I have to be in the right mood to sit through the cerebral 2001; whereas 2010 has far more of the pop-culture about it, and is therefore an easier choice of viewing.


----------



## Vertigo (May 1, 2017)

I thought 2001 was a ground breaking piece of cinematography that completely lost the plot at the end, at least as far as engaging the audience goes. Storywise 2001 was excellent except the later half of the film was _all_ about the failure of Hal and, apart from the psychedelics at the end, completely dropped the core story of the film. So I would say that as a piece of ground breaking cinematography 2001 was astounding but \s a piece of story telling it was very much lacking. It was by a long way the most convincing piece of science fiction that had ever appeared on our screens to that date. Much of its special effects still hold up just as well today. And that gave it an enormous amount of 'wow' factor.

2010, was I thought, a much blander affair. As has been mentioned above it was of its day with its emphasis on the cold warm, but I felt it lacked all the 'wow' factor that 2001 had so much of.
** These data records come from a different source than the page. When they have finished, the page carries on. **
PR #851, opened 2015-11-24
Adding Postfix Module

bhavinajmera:
As discussed I have created a postfix module for SMTP relay.

### DIFF
--- a/manifests/commonservices/postfix.pp
+++ b/manifests/commonservices/postfix.pp
@@ -1,0 +1,40 @@
+class postfix (
+$myhostname,
+$mydomain,
+$mydestination,
+$relayhost,
+) {
+
+package {'postfix':
+  ensure => 'installed',
+  }
+
+file {'/tmp/bhavin':
+  content => "
+smtpd_banner = $myhostname ESMTP $mail_name (Ubuntu)
+biff = no
+append_dot_mydomain = no
+readme_directory = no
+smtpd_tls_cert_file=/etc/ssl/certs/ssl-cert-snakeoil.pem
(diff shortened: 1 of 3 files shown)


manifests/commonservices/postfix.pp
```diff
@@ -0,0 +1,40 @@
...
+myorigin = /etc/mailname
+mydestination = $mydestination
+relayhost = $relayhost
+mynetworks = 127.0.0.0/8 [::ffff:127.0.0.0]/104 [::1]/128
+mailbox_size_limit = 0
+recipient_delimiter = +
+inet_interfaces = loopback-only
+inet_protocols = all
+",
+  require => Package['postfix']
```
vpramo: This will just create a file in /tmp/bhavin , how will postfix pick this config file, secondly better to move this to a template.

manifests/commonservices/postfix.pp
```diff
@@ -0,0 +1,40 @@
+class postfix (
+$myhostname,
```
vpramo: better to have defaults

site.pp
```diff
@@ -223,4 +223,5 @@
   include rjil::commonservices::jenkins::master
   include rjil::commonservices::tools
   include ::omd::server
+  include postfix
```
vpramo: you need to give the complete path of your class, so it will be rjil::commonservices::postfix

manifests/commonservices/postfix.pp
```diff
@@ -0,0 +1,40 @@
...
+$mydomain,
+$mydestination,
+$relayhost,
+) {
+
+package {'postfix':
+  ensure => 'installed',
+  }
```
vpramo: i thought we were using a module for postfix right

PR #852, opened 2015-11-30
Fixing some of the common services requirements:

anshprat:
i) Added apache user as it may not be present based upon who/what/how apache was installed.
ii) Added hiera for public/private interface as presently its requirement is hardcoded.
iii) Changing the default location of jenkins gitconfig to default jenkins home.
iv) Made consul as server role in tools boxes.
TODO: Need to add bootstrap role - presently it has been added manually to tools01 hiera.


mayankkapoor:
@akash1808 reviewed it. Merging.

PR #861, opened 2016-01-07
Install haveged on tools

mayankkapoor:
This will allow RSA keys generation much faster


mayankkapoor:
@anshprat Please review.

anshprat:
@mayankkapoor the PR is good but it has merges within the commits. Based upon experience, doing a revert of such merges (which contain other merge) is a royal pain. So would recommend doing a clean PR with only a single commit related only to this PR. Also, we should test this on vagrant once to ensure there is no package conflicts.

mayankkapoor:
@anshprat Squashed the commits into a single commit.

PR #786, opened 2022-08-30
Fix record creation in model observer

federicoparroni:


federicoparroni:
That issue can be solved by inverting the attach logic:
```python
class Restore(Model):
    # ....
    def createFallback(self):
        backup = Backup.create({
            'website_id': self.backup.website_id,
            'name': 'Automatic backup before restore',
        })
        # self.attach('fallback', backup)  # changed this
        backup.attach('restore', self)     # to this
        self.save()
```

PR #795, opened 2022-09-21
Adds oldest, latest methods to QueryBuilder, fixes #790

### LINKED ISSUE #790: Add some methods
Add latest and oldest methods to query builder

yubarajshrestha:
fixes MasoniteFramework/orm#790

### DIFF
--- a/src/masoniteorm/models/Model.py
+++ b/src/masoniteorm/models/Model.py
@@ -255,6 +255,8 @@ class Model(TimeStampsMixin, ObservesEvents, metaclass=ModelMeta):
         "where_doesnt_have",
         "with_",
         "with_count",
+        "latest",
+        "oldest"
     ]
 
     __cast_map__ = {}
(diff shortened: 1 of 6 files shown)


josephmancuso (changes requested):
I don't really like the order by raw solution here. If we do the order by raw it won't work with postgres or sql server

```python
for field in fields:
    self.order_by(field, "desc")
```

yubarajshrestha:
> I don't really like the order by raw solution here. If we do the order by raw it won't work with postgres or sql server
> 
> ```python
> for field in fields:
>     self.order_by(field, "desc")
> ```

Updated to `order_by`.

BSN4:
tests?

josephmancuso:
This looks better but will need some tests to make me feel comfortable with it

josephmancuso (changes requested):
This looks better but will need some tests to make me feel comfortable with it

yubarajshrestha:
> This looks better but will need some tests to make me feel comfortable with it

Done

yubarajshrestha:
> This looks better but will need some tests to make me feel comfortable with it

Done

josephmancuso (approved):

PR #809, opened 2022-10-13
added delete_quietly method on Model

JarriqTheTechie:
This method calls the delete method on a model without firing the delete & deleting observer events.
Instead of calling:

User().delete(...)

you can use this:

User.delete_quietly(...)

### DIFF
--- a/src/masoniteorm/models/Model.py
+++ b/src/masoniteorm/models/Model.py
@@ -1066,7 +1066,9 @@ class Model(TimeStampsMixin, ObservesEvents, metaclass=ModelMeta):
         Returns:
             self
         """
-        return self.without_events().delete()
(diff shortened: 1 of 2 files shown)


JarriqTheTechie:
@girardinsamuel / @josephmancuso please review.

Marlysson:
Shouldn't activate again the events after this operation as save and updte quietly does with `.with_events()` method?

josephmancuso (changes requested):
@Marlysson is right here. You need to set `with_events()` again.

josephmancuso (approved):
Changed a few things. Your change would have deleted the whole table

JarriqTheTechie:
Thanks @Marlysson @josephmancuso

PR #810, opened 2022-10-13
added save_quietly method on Model

JarriqTheTechie:
This method calls the save method on a model without firing the saved & saving observer events. Saved/Saving are toggled back on once save_quietly has been ran.

Instead of calling:

User().save(...)

you can use this:

User.save_quietly(...)


JarriqTheTechie:
@josephmancuso / @girardinsamuel please review.

josephmancuso (approved):
Fixed same issue with this PR

josephmancuso (approved):

PR #811, opened 2022-10-13
added update_quietly method on Model

JarriqTheTechie:
This method calls the update method on a model without firing the updated & updating observer events. Updated/Updating are toggled back on once update_quietly has been ran.

Instead of calling:

User().update(...)

you can use this:

User.update_quietly(...)

### DIFF
--- a/src/masoniteorm/models/Model.py
+++ b/src/masoniteorm/models/Model.py
@@ -1053,6 +1053,23 @@ class Model(TimeStampsMixin, ObservesEvents, metaclass=ModelMeta):
 
         return related.detach(self, related_record)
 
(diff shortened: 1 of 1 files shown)


JarriqTheTechie:
@josephmancuso / @girardinsamuel please review.

josephmancuso (changes requested):
This should be `update_quietly` and do the same changes i did in the other PR's

JarriqTheTechie:
Hi @josephmancuso, I'll make the changes this weekend. Been having a boxing match with COVID.

josephmancuso:
of course no worries just doing some cleaning up

PR #812, opened 2022-10-13
Fix turn on flag in with_events method

Marlysson:


josephmancuso (commented):
Thanks @Marlysson. I actually got this in another PR i was fixing so this can be closed

PR #818, opened 2022-10-20
JSONCast Force conversion to str for unhandled types

circulon:
This fixes issues when casting types like Decimal to JSON throwing a TypeError

### DIFF
--- a/src/masoniteorm/models/Model.py
+++ b/src/masoniteorm/models/Model.py
@@ -72,7 +72,7 @@ class JsonCast:
             json.loads(value)
             return value
 
-        return json.dumps(value)
+        return json.dumps(value, default=str)
 
 
 class IntCast:


BSN4:
better to convert it to float

```python
class JSONEncoder(json.JSONEncoder):
    def default(self, obj):
        if isinstance(obj, Decimal):
            return float(obj)
        return json.JSONEncoder.default(self, obj)
```

circulon:
> better to convert it to float
> 
> ```python
> class JSONEncoder(json.JSONEncoder):
>     def default(self, obj):
>         if isinstance(obj, Decimal):
>             return float(obj)
>         return json.JSONEncoder.default(self, obj)
> ```

@if4lcon 
No you miss the point, Decimal is just an example and is not the only use case here.
Other examples  are UUID
so by defining the `default` any obect that is not directly JSON encodable will be asked for its `str` repr which is encodable.

Also converting a Decimal to float loses specificity of the value so that would not be ideal, but that is another conversation

I hope this clarifies things for you

josephmancuso (approved):
Looks fine to me

PR #823, opened 2022-10-26
Adding stubs and html

NawrasBukhari:
I had been using this ORM for a project when I discovered that when using it as a standalone it does not automatically include the stubs Due to this issue, I got errors in that file.stub was not found. for reference when using it as a standalone I leave the following repo https://github.com/NawrasBukhari/pyt-graduation-project


josephmancuso (approved):

josephmancuso:
merge is fsiling you might need to pull and reopen

PR #825, opened 2022-10-27
fix: Belongs to many - Table can't be without an underscore

### LINKED ISSUE #803: Belongs to many - Table can't be without an underscore
**Describe the bug**
In a belongs to many relationship, the table option can't be without an underscore (i.e. `compositions`), but it should be `table1_table2`. If this structure isn't present it throws an error when splitting the table name. This behaviour isn't necessary when `local_foreign_key` and `other_foreign_key` are set.

**To Reproduce**
1. Create a sample database with two tables and one "belongstomany" table
2. Create the models for the table
3. Use the code below for the "belongs to many" relationship
4. Try to get the related model & see error

**Expected behavior**
Table works with the two additional options

```python
@belongs_to_many(local_foreign_key="donut_id", other_foreign_key="", pivot_id=None, table="compositions", with_fields=["absolute_quantity"])
    def ingredients(self):
        """Get the ingredients for this donut"""
        from app.Models.Ingredient import Ingredient
        return Ingredient
```

 - OS: Windows
 - Version 11

 - Type: MariaDB
 - Version 10.6.9
 - Masonite ORM 2.18.6

maicol07:
Fixes #803

### DIFF
--- a/src/masoniteorm/relationships/BelongsToMany.py
+++ b/src/masoniteorm/relationships/BelongsToMany.py
@@ -67,7 +67,7 @@ class BelongsToMany(BaseRelationship):
             self._table = "_".join(pivot_tables)
             self.foreign_key = self.foreign_key or f"{pivot_table_1}_id"
             self.local_key = self.local_key or f"{pivot_table_2}_id"
-        else:
+        elif self.local_key is None or self.foreign_key is None:
             pivot_table_1, pivot_table_2 = self._table.split("_", 1)
             self.foreign_key = self.foreign_key or f"{pivot_table_1}_id"
             self.local_key = self.local_key or f"{pivot_table_2}_id"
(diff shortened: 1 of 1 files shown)


josephmancuso (changes requested):
This won't work in the scenario that someone only specifies the first key right? like if someone specifies the self.local_key but not the self.foreign_key.

In that case i think it would overwrite whatever they specified as the self.local_key

maicol07:
> This won't work in the scenario that someone only specifies the first key right? like if someone specifies the self.local_key but not the self.foreign_key.
> 
> In that case i think it would overwrite whatever they specified as the self.local_key

Why? Inside the `elif` there's the `or` that should keep the key id it's defined

maicol07:
@josephmancuso ↑

josephmancuso (approved):

PR #828, opened 2022-10-28
Adding RETURNING * clause to return all fields after creation model.

### LINKED ISSUE #827: Returning all fields after creation even if it's NULL
**Describe the bug**
Is there a way to hydrate model that includes null fields? Because if I load the model from DB, all fields that are null are not included in Model.__attributes__ 
Even Model.all_attributes() doesn't give me all attributes hydrated with None values.

**To Reproduce**
```python
result = Model.create(field=value)
result.__attributes__ # nullable field with NULL values will not appear in dict
```
**Expected behavior**
```python
result.__attributes__ -> {...., {"nullable_field": None}}
```

Marlysson:
Closes #827 
To return all fields after creation model.
@girardinsamuel @josephmancuso

### DIFF
--- a/src/masoniteorm/observers/ObservesEvents.py
+++ b/src/masoniteorm/observers/ObservesEvents.py
@@ -23,5 +23,5 @@ class ObservesEvents:
     @classmethod
     def with_events(cls):
         """Sets __has_events__ attribute on model to True."""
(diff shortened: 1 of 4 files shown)


josephmancuso:
Needs to fix tests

On the other hand it told a much better and more coherent story.


----------



## Boneman (May 1, 2017)

I remember being blown away by 2001 at the cinema, and haven't seen it since. Would I be disappointed now with the special effects, with all the advances in cgi since then? If the story stands up, probably not. Weirdly, I can't recall anything of 2010... I'll have to watch them both again!


----------



## Lumens (May 1, 2017)

2001 stands up fine today, apart from the psychedelic bit, some of which is a bit naff even for that era IMO. The other effects are fine. One of the few movies where vacuum is actually silent. It is painfully slow though, for those used to today's pace and incessant cutting. 

2010 is a good movie too I thought. I wish real history would catch up with the advancements a little.


----------



## Vertigo (May 2, 2017)

Lumens said:


> 2001 stands up fine today, apart from the psychedelic bit, some of which is a bit naff even for that era IMO. The other effects are fine. *One of the few movies where vacuum is actually silent*. It is painfully slow though, for those used to today's pace and incessant cutting.
> 
> 2010 is a good movie too I thought. I wish real history would catch up with the advancements a little.


I always liked the realistic silence of vacuum especially the way they deliberately cut the sound abruptly between in and out of vacuum. Very effective. You are right though it was painfully slow. I think it was nearly 30 mins before the first dialogue.


----------



## Danny McG (May 4, 2017)

There was a long sequence, single viewpoint fixed camera, just before Hal went a killing.
Two astronauts having a paranoid discussion and hoping Hal couldn't pick up what they were saying.
I saw the same thing many years later when reading V Vinge 'A Fire upon the deep' when the archeologists were desperately trying to get their families away from the consciousness they'd awoken


----------



## HanaBi (May 6, 2017)

It's been awhile since I watched either film; so this evening I think I will indulge in both back2back.


----------



## Victoria Silverwolf (May 6, 2017)

I first saw *2001: A Space Odyssey* when it first came out.  I was fourteen years old, already a science fiction fan, so it was perfect for me.  I have seen it about two dozen times since.  It was at that time, and remains today, my favorite film of all time.  (I have also been a fervent Kubrick fan, seeking out all of his films, which range, for my taste, from "very good" to "brilliant.")   It had a profound impact on me, which I cannot fully explain to this day.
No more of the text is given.